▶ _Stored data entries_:
PR #4664, opened 2021-09-20
Added additional margin top to achieve design target

### LINKED ISSUE #4585: Skatepark: Header does not have intended top margin
The margin above the header is incorrect on [the WP.com demo site](https://skateparkdemo.wordpress.com). 

Current|Intended
---|---
Screen Shot 2021-09-14 at 2 00 01 PM|Screen Shot 2021-09-14 at 1 59 42 PM

cc @melchoyce I think the design said this should be [45px margin above there](https://cloudup.com/cWVBBK7xNEj), but I think 30px total seems more comfortable since that matches the left/right margins. What do you think?

pbking:
Added additional margin to header to achieve design target.
HALF of the "vertical gap" was already applied elsewhere in the header.  This change adds another half so the gap is the total of the gap.  Attempting to refactor to use apply the entire gap in one place was proving troublesome.
Note that the "virtical gap" is responsive so it will be the expected `30px` at wide screen but at smaller screens that gap diminishes down to `5vw`

#### Related issue(s):
Fixes #4585

### DIFF
--- a/skatepark/assets/theme.css
+++ b/skatepark/assets/theme.css
@@ -490,6 +490,7 @@ header.wp-block-template-part {
 	max-width: var(--wp--custom--layout--wide-size);
 	margin: 0 auto;
 	width: 100%;
+	margin-top: calc( 0.5 * var(--wp--custom--gap--vertical));
 }
 
 header.wp-block-template-part > .wp-block-group {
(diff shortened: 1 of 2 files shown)


scruffian (approved):
LGTM

scruffian:
I'm not sure we actually need this one anymore. The gap seems to have been added in another PR. @kjellr @melchoyce what do you think?

kjellr:
Yeah, this works for me. It does appear necessary when comparing against what's currently in trunk. 

Before|After
---|---
Screen Shot 2021-09-22 at 8 00 47 AM|Screen Shot 2021-09-22 at 8 00 34 AM

PR #4667, opened 2021-09-20
Added font color and size styles to form input placeholder

### LINKED ISSUE #4596: Quadrat: Placeholder text color/size is incorrect
This is happening on two blocks that I've found: 

---

## Jetpack Subscribe Block

1. Add a Jetpack/WP.com "subscribe" block. 
2. Note that the text color is gray. It should be our standard pink color. 

Screen Shot 2021-09-14 at 2 51 59 PM

---

## Search Block

1. Add a search block.
2. Note that the text color is gray, and too small. The text size should be 18px, and it should be pink.

Screen Shot 2021-09-14 at 2 56 12 PM

pbking:

In order to differentiate between prompt and entered text could we set the opacity?  (.66 pictured below)
Before:
image

After:
image
image

Note: Setting the following does not work as I expected it to:
```
"core/search": {
	"typography": {
		"fontSize": "var(--wp--preset--font-size--normal)"
	}
},
```

#### Related issue(s):

Fixes: #4596

### DIFF
--- a/quadrat/sass/elements/_forms.scss
+++ b/quadrat/sass/elements/_forms.scss
@@ -19,4 +19,9 @@ textarea {
 	&:focus {
 		outline: 1px dotted currentColor;
 	}
+	font-size: var(--wp--preset--font-size--normal);
+	&::placeholder {
+		color: var(--wp--custom--form--color--text);
+		opacity: 0.66;
+	}
 }
--- a/quadrat/sass/elements/_forms.scss
+++ b/quadrat/sass/elements/_forms.scss
@@ -20,9 +20,4 @@ textarea {
 		outline: 1px dotted currentColor;
 	}
 	font-size: var(--wp--preset--font-size--normal);
-
-	&::placeholder {
-		color: var(--wp--custom--form--color--text);
-		opacity: 0.66;
-	}
 }
--- a/quadrat/sass/elements/_forms.scss
+++ b/quadrat/sass/elements/_forms.scss
@@ -20,6 +20,7 @@ textarea {
 		outline: 1px dotted currentColor;
 	}
 	font-size: var(--wp--preset--font-size--normal);
+
 	&::placeholder {
 		color: var(--wp--custom--form--color--text);
 		opacity: 0.66;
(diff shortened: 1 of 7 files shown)


scruffian:
> Note: Setting the following does not work as I expected it to:

Is there a Gutenberg issue for this?

quadrat/sass/elements/_forms.scss
```diff
@@ -18,4 +18,9 @@ textarea {
 	&:focus {
 		outline: 1px dotted currentColor;
 	}
+	font-size: var(--wp--preset--font-size--normal);
+	&::placeholder {
```
scruffian:
```suggestion

	&::placeholder {
```

quadrat/sass/elements/_forms.scss
```diff
@@ -18,4 +18,10 @@ textarea {
 	&:focus {
 		outline: 1px dotted currentColor;
 	}
+	font-size: var(--wp--preset--font-size--normal);
+
+	&::placeholder {
+		color: var(--wp--custom--form--color--text);
+		opacity: 0.66;
```
scruffian: Where does this number come from? Should it be shared across all themes?

scruffian:
This is in the editor:
Screenshot 2021-09-21 at 13 41 37

Should we fix the placeholder there too?

quadrat/sass/elements/_forms.scss
MaggieCabrera: Browsers don't set up transparency for placeholders but set a lighter font color than the input value text has. I think it's fair enough to use opacity here. I'm not sure about adding another variable just for this. I don't have a strong opinion about this case in particular, but I worry that we may be adding a bit too many sometimes.

scruffian:
I moved this code to Blockbase. I think it's ready for a review.

MaggieCabrera:
This is mostly fine except for one little thing:

dotcom comment form :D 
Screenshot 2021-10-05 at 17 39 36

scruffian:
I fixed the dotcom issue here: D67963-code

MaggieCabrera (approved):
I'm fine with this PR, but I wouldn't land it without https://href.li/?D67963-code

Issue #4597, opened 2021-09-14
Quadrat: Site Logo right margin should match spacing between title & tagline


kjellr:
On desktop, the right margin on the site logo should match the spacing between the title and tagline (20px). 

Before|After
---|---
<img width="519" alt="Screen Shot 2021-09-14 at 3 04 37 PM" src="https://user-images.githubusercontent.com/1202812/133318643-a296b76e-d97c-4352-b3bd-e468d2a13558.png">|<img width="496" alt="Screen Shot 2021-09-14 at 3 04 29 PM" src="https://user-images.githubusercontent.com/1202812/133318649-7f059739-e63f-4ed4-b822-f1487e20c91b.png">

pbking:
This was addressed successfully in #4692

PR #4668, opened 2021-09-20
removed non-gap margins from heading

pbking:
Removed all gaps in the header not controlled by the gap (flex) attribute.

Before:
image
image

After:
image
image
image

#### Related issue(s):
#4597

### DIFF
--- a/quadrat/assets/theme.css
+++ b/quadrat/assets/theme.css
@@ -501,10 +501,6 @@ textarea:focus {
 	}
 }
 
-.wp-site-blocks .site-header .wp-block-site-logo {
-	margin-right: var(--wp--custom--gap--horizontal);
-}
-
 @media (max-width: 599px) {
 	.wp-site-blocks .site-header .wp-block-site-logo {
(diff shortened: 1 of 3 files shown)


danieldudzic:
I like this approach, but I'm getting some odd behavior for smaller screen sizes:

ouYUIsKfVM

pbking:
Thank you @danieldudzic.  I see that I was overly aggressive removing the auto from the right margin of that element.  Returned it looks correct again:

image

danieldudzic:
@pbking it looks better now, but still a bit odd. Is that correct? The site title being on the right and the subtitle under the logo on the left?
1h557y9O5s

pbking:
I've combined this behavior with #4692.  Can you check there?  The behavior should be different but I've focused my efforts there to make sure it's right:
image
image

danieldudzic:
Yep! Header in Quadrat in #4692 seems to be behaving correctly.

pbking:
Closing this, fixed by #4597 instead

PR #4669, opened 2021-09-20
Add a 'blank' default block template for blockbase themes

### LINKED ISSUE #4260: Blockbase + Co: Default block template could be improved
When we are creating a new block template, the default one has a header that is not consistent with the rest of the site, and the content has no layout. We should define a better default template ourselves like we are doing for our classic themes by just using the single.html template as a base. I wonder if defining this on Blockbase will be enough for the child themes too.

Screenshot 2021-07-21 at 13 37 53

pbking:
This sets the default template content to just a group (inheriting layout) containing the post content.

image

#### Related issue(s):
Fixes: #4260

### DIFF
--- a/blockbase/functions.php
+++ b/blockbase/functions.php
@@ -37,6 +37,14 @@ if ( ! function_exists( 'blockbase_support' ) ) :
 			)
 		);
 
+		add_filter(
+			'block_editor_settings_all',
+			function( $settings ) {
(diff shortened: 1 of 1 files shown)


scruffian (approved):
LGTM

scruffian:
Deployed in D67205-code

PR #5361, opened 2022-01-18
Automate/dotorgdeploy

pbking:
Adding an action to deploy themes to dotorg automatically.

Any change pushed to /trunk will trigger this new action.  Then for every theme the version represented in style.css is compared to the version folders in SVN.  If that version doesn't exist it is created and committed to SVN.

Thus changing and committing an update to the version in style.css of any theme (in the list contained in the script) will trigger the release of a new version to dotorg.  This works with our dotcom deploy process as the updating of versions is the last action committed in the process.

The first successful run of this action is [here](https://github.com/Automattic/themes/actions/runs/1718715762).


mikachan (approved):
Thanks for doing this! It's looking great to me.

I haven't tested this, but I can see the successful run you've done, and the .yml file makes sense to me 👍

PR #5363, opened 2022-01-18
Blockbase: Load Block Patterns for children automatically

scruffian:
Rather than having custom code to load block patterns, we should just load them if they are there. This adds code to Blockbase to check for patterns in the child and load them.

To test check that you can still see the patterns in these themes:

Videomaker (and variants)
Quadrat (and variants)
Geologist (and variants)
Skatepark
Seedlet Blocks
Zoologist

### DIFF
--- a/blockbase/functions.php
+++ b/blockbase/functions.php
@@ -183,3 +183,8 @@ require get_template_directory() . '/inc/block-styles.php';
  * Block Patterns.
  */
 require get_template_directory() . '/inc/block-patterns.php';
+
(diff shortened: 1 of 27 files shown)


mikachan (approved):
This is looking good! I've tested all the themes you mentioned and I could see all the patterns loading fine, both the theme-specific ones and the ones included with Blockbase.

jeffikus:
I like this :) decisions over options. Nice work getting rid of code in the child themes! Pinging @Automattic/flow-patrol-manage to update the other child themes.

PR #5366, opened 2022-01-19
Blockbase: Add a footer nav location

scruffian:
The `footer-vertical-menu` pattern references a `footer` nav location. This is only registered in Videomaker, not other Blockbase themes, so if other themes use that pattern it won't work.

In most cases people will probably only use this pattern if its already included in the theme (like it is with Videomaker) so this is probably not generally an issue. If people are add the pattern using the Site Editor, then they probably don't need to use the location anyway as they can just edit the nav directly.

The code here moves the registration of the footer nav location to Blockbase, so that its available to all children. This does have the side effect that the location will appear for all themes, even those that don't implement the pattern.

Another option is to remove this footer pattern and just implement a custom footer for videomaker


MaggieCabrera:
I think it's ok to have this on Blockbase. Blockbase has a pattern that implements a footer nav, it makes sense that a footer nav location is defined. Of the top of my mind I think Mayland uses a menu on its footer. Initially it uses the same menu as the header because that's what classic mayland does, but it could maybe use the footer nav as well.

pbking:
(edit)
> Blockbase has a pattern that implements a footer nav,

I didn't realize this until now, but if Blockbase is in the "navs in footers" business it makes sense to do it all the same way.  However, all of those target "primary" rather than a separate footer menu location.  

Is changing that to be the "footer" we define what we want?  If we make this change then I think we should standardize on that and make all of those footers use the footer menu target.

Otherwise this feels like a special situation where we really only want a 3rd option for Videomaker and that should be a custom footer implementation.

scruffian:
Closing in favour of https://github.com/Automattic/themes/pull/5374

PR #5368, opened 2022-01-19
Remove block style registration

scruffian:
We shouldn't be implementing custom block styles in themes as users will lose them when they switch themes. This removes the custom block styles but doesn't remove the CSS, so existing implementations, and the patterns, will still work.

To test, insert patterns that use these styles (e.g. Quadrat > Query Diamond) and check that they still show correctly.


blockbase/inc/block-styles.php
```diff
@@ -1,64 +0,0 @@
...
-
-	function blockbase_register_block_styles() {
-
-		if ( function_exists( 'register_block_style' ) ) {
-
-			/**
-			 * Register block styles
-			 */
-
-			//Post meta styles with icons
```
jffng, line 19: Just noting that adding the ability to toggle icons to post meta blocks is tracked in GB already:

https://github.com/WordPress/gutenberg/issues/30348
https://github.com/WordPress/gutenberg/issues/24957
https://github.com/WordPress/gutenberg/issues/24956
https://github.com/WordPress/gutenberg/issues/24952

seedlet-blocks/inc/block-styles.php
```diff
@@ -1,38 +0,0 @@
...
-		if ( function_exists( 'register_block_style' ) ) {
-
-			/**
-			 * Register block styles
-			 */
-			register_block_style(
-				'core/latest-posts',
-				array(
-					'name'         => 'seedlet-alternating-grid',
-					'label'        => __( 'Alternating Grid', 'seedlet-blocks' ),
```
jffng: Just confirming we want to remove these, based on @kjellr's reply in slack: p1642598004001100/1642590521.493900-slack-C029FM1EH

scruffian:
I've reverted the change to Seedlet Blocks as we should wait for that to be in Gutenberg before we remove it. I think this is ready for another review.

seedlet-blocks/inc/block-styles.php
pbking: Resolved.  Seedlet's stays for now.

pbking (approved):
This LGTM

🚢

PR #5370, opened 2022-01-19
Videomaker: Add pattern sources to their respective files

scruffian:
This adds the sources for each pattern to the top of each file. This has the benefit of making it clear which pattern uses which sources. It will also help us to generate the readme.txt file containing the sources for each pattern used in the theme.

There are some sources referenced which aren't used in the patterns anymore, so these have been removed.

### DIFF
--- a/videomaker/inc/patterns/about.php
+++ b/videomaker/inc/patterns/about.php
@@ -2,6 +2,11 @@
 /**
  * About.
  *
+ * Sources:
+ * https://stocksnap.io/photo/people-man-6O7JXC5DC5
+ * https://stocksnap.io/photo/people-man-NSV3ZCAJXT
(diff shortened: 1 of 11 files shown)


kjellr:
Interesting approach. I kind of like that the pattern source is more closely related to the file, but I worry that this overcomplicates things in favor of build tooling? I'm not sure this is simpler than just placing all the credit lines in one place like we're already doing.

pbking:
I agree that it might be overcomplication.  I'm not sure how often we evaluate and update the sources, but I'm doubtful that the location in which we store it will change the timing of that action.  If/when we were augmenting an already otherwise automated updating of readme.txt I would say go for it.  But until then there's two locations to update and that's twice as much friction.

PR #5367, opened 2022-01-19
Update Twenty Twenty-Two Variations

mikachan:
#### Changes proposed in this Pull Request:
This updates the TT2 variations in line with any recent changes from the [TT2 repo](https://github.com/WordPress/twentytwentytwo). It mainly involved updating the header-large-dark and header-small-dark template parts.

The Swiss variation was missing these parts entirely, so I've copied them into this variation as well so it's consistent with the others.

PR #5371, opened 2022-01-19
Update colors for header parts in Twenty Twenty-Two variations

mikachan:
I pushed [a change](https://github.com/Automattic/themes/pull/5367) earlier that updated the TT2 color variations to the latest versions of the header parts. In the process, I managed to mess up the color combinations for these parts. This PR fixes that - tested locally and on sandbox!

To test, make sure all the color variation colors are correct for the two header parts (the pink, red, and mint background colors are the easiest to spot).


scruffian (approved):
LGTM

PR #5374, opened 2022-01-19
Videomaker: Consolidate footer patterns in Videomaker

scruffian:
This removes a pattern from Blockbase and updates the corresponding pattern in Videomaker, so that themes aren't offered a pattern which won't work with their nav menu locations.

To test, check that the Videomaker footer continues to load as before, using the menu items in the footer nav location.


pbking (approved):
LGTM

PR #5376, opened 2022-01-19
Judith: initial commit

onuro:
This is the initial commit of Judith - a super simple Blockbase child theme featuring link in bio style buttons on the homepage.

This is an updated version of Baker, which will be retired when Judith launches. More info in pNEWy-exS-p2


scruffian (approved):
LGTM. I think Screenshot.png should be named screenshot.png

MaggieCabrera:
Are we keeping this one?

PR #5381, opened 2022-01-20
[Stewart] Readme Cleanup

kjellr:
Just some minor cleanup for the Stewart readme in preparation for submission to WP.org.

### DIFF
--- a/stewart/readme.txt
+++ b/stewart/readme.txt
@@ -1,7 +1,7 @@
 === Stewart ===
 Contributors: automattic
 Requires at least: 5.8
-Tested up to: 5.9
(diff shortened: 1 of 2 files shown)


stewart/readme.txt
```diff
@@ -1,7 +1,7 @@
 === Stewart ===
 Contributors: automattic
 Requires at least: 5.8
-Tested up to: 5.9
+Tested up to: 5.8
```
kjellr, line 4: This can't be 5.9 if we're submitting the theme before 5.9 is actually released. So I'm putting 5.8 for now.

pbking (approved):
👍

PR #5383, opened 2022-01-20
[Stewart] Fix alternate header template markup

kjellr:
Fixes some weird typos.


scruffian (approved):
Looks like a search and replace got greedy

PR #5572, opened 2022-02-22
Skatepark: updated changelog

MaggieCabrera:
I believe we needed to update the changelog before resubmitting Skatepark to the directory. This PR adds that and a version bump


mikachan (approved):
LGTM 👍

PR #5573, opened 2022-02-22
Archeo: Remove text decoration from post titles

scruffian:
This removes the underline from the post title links on the home page:

Screenshot 2022-02-22 at 13 54 05

Needs https://github.com/WordPress/gutenberg/pull/38986 to work. I'm hesitant to add more CSS for this when the fix in Gutenberg is simple.


MaggieCabrera (approved):
I agree, and this LGTM, let's move this to approved but not mergeable then and if the GB PR stalls then we can think of an alternative

MaggieCabrera:
mmh, looks like this is the only issue missing before launch, and the home page looks a bit strange with the underline. Should we patch this so we can submit and then introduce this fix when it lands on GB?

beafialho:
I'm still seeing the underlines by default on my local site but the screenshot looks good. If the post titles are underlined on hover, we can merge this.

scruffian:
Let's just merge with a patch

mikachan:
I've added a CSS patch for the text-decoration styles, and I've made sure the post titles are underlined on hover. I think this should be ready to come in now 🤞

archeo/style.css
```diff
@@ -198,8 +199,19 @@ body > .is-root-container > .wp-block-template-part > .wp-block-cover,
...
+ * Needed until https://github.com/WordPress/gutenberg/issues/38498 is fixed.
  */
 .wp-block-group.simple-list-of-posts {
 	align-items: baseline;
 }
+
+/*
+ * Needed until https://github.com/WordPress/gutenberg/pull/38986 is merged.
+ */
+.wp-block-group.simple-list-of-posts a {
```
scruffian: Do we want to tie this to the custom class name, or should it apply to all instances of the block?

mikachan: Hmm, I guess I was thinking of this as being a specific pattern style, but maybe we do want this to apply to all post title blocks. Now you've mentioned it, I'm thinking this would probably be the better default style for users.

@kjellr @beafialho, what do you think?

kjellr: Making it the default for all Post Titles sounds good to me.

mikachan: Thanks @kjellr, I've applied these styles to all Post Titles now.

MaggieCabrera (approved):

▶ _Work order_: Give back exactly the lines above starting at the line where "Looks like a search and replace got greedy" appears and ending at the line where "This removes the underline" appears, both included, with no other lines.

▶ _Output of the task_:
Looks like a search and replace got greedy

PR #5572, opened 2022-02-22
Skatepark: updated changelog

MaggieCabrera:
I believe we needed to update the changelog before resubmitting Skatepark to the directory. This PR adds that and a version bump


mikachan (approved):
LGTM 👍

PR #5573, opened 2022-02-22
Archeo: Remove text decoration from post titles

scruffian:
This removes the underline from the post title links on the home page:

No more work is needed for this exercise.